Saved data entries:
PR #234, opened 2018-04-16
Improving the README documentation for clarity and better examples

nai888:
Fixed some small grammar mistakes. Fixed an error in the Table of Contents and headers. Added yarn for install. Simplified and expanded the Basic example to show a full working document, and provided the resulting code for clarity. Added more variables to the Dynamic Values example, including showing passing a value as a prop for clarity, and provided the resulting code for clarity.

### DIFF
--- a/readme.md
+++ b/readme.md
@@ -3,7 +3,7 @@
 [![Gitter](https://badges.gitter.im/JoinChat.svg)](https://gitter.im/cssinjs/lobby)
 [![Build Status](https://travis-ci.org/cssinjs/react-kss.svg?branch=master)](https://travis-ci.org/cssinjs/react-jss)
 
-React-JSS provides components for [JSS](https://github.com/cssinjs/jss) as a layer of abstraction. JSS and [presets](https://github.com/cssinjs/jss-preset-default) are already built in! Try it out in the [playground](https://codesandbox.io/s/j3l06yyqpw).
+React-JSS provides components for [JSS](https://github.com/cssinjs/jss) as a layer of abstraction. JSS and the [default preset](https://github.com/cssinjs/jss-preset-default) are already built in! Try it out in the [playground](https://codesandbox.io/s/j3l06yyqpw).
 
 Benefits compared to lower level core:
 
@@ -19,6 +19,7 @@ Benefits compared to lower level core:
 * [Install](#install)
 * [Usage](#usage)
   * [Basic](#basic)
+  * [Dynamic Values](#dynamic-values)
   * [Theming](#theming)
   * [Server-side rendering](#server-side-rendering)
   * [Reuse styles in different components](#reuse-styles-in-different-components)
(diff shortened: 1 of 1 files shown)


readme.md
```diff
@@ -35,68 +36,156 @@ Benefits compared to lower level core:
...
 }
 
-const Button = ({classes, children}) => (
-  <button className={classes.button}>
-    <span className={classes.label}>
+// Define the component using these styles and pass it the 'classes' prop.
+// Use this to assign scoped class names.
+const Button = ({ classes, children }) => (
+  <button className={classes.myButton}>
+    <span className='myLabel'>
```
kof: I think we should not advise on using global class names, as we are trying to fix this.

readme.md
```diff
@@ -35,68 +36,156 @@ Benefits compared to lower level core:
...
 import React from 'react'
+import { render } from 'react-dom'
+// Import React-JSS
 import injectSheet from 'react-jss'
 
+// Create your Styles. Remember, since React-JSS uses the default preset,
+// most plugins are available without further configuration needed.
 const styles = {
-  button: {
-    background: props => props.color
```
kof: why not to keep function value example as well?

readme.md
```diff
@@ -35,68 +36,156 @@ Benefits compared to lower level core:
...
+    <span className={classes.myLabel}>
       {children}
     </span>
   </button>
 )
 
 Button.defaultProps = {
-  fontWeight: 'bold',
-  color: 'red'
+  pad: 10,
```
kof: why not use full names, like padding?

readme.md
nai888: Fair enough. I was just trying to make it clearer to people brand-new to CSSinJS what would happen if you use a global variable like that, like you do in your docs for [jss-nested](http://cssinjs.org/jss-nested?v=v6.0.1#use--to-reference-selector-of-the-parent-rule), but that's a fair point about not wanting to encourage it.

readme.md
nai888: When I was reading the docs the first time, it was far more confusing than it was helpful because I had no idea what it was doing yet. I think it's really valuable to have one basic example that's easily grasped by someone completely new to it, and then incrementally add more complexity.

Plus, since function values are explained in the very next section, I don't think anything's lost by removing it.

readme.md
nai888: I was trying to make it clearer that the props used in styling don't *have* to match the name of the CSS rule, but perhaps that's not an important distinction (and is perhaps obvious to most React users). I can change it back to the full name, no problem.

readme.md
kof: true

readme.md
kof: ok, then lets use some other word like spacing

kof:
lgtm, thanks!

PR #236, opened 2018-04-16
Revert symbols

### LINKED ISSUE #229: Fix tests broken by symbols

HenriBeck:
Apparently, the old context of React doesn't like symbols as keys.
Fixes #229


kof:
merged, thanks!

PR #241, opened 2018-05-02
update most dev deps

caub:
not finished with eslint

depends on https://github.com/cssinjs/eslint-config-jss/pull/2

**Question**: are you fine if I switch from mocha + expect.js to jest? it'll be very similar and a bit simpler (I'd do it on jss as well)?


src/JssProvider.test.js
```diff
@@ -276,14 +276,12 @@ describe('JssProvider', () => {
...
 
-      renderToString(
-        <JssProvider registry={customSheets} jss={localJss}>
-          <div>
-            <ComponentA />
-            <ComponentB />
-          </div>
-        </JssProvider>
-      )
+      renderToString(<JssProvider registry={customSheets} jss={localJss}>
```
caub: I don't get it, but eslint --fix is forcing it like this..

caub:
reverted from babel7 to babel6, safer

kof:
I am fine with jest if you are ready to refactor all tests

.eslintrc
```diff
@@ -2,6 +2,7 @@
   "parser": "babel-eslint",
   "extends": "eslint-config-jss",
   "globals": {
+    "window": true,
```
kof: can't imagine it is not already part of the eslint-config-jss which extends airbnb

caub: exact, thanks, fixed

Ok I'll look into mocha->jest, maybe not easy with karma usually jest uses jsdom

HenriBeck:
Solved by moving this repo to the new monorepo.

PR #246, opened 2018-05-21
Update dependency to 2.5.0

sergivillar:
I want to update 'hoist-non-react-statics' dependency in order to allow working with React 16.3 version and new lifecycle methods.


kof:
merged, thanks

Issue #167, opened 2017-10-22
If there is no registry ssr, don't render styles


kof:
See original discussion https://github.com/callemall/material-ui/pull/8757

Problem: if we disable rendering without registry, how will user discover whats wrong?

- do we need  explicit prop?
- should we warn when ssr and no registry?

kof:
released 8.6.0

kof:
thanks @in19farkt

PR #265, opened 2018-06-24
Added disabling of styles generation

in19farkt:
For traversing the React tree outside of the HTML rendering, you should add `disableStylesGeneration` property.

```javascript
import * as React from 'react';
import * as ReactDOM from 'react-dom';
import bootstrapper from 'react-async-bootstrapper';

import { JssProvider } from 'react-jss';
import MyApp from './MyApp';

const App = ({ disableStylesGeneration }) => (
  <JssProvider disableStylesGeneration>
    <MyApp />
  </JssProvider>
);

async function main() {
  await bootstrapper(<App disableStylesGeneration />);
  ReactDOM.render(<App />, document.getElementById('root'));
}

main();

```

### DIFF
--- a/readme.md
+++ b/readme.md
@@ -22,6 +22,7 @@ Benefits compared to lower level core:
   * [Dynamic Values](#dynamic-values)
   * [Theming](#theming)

### Task requirements:
Take every line above where "should" appears and copy it.

### Exercise response:
kof: I think we should not advise on using global class names, as we are trying to fix this.
- should we warn when ssr and no registry?
For traversing the React tree outside of the HTML rendering, you should add `disableStylesGeneration` property.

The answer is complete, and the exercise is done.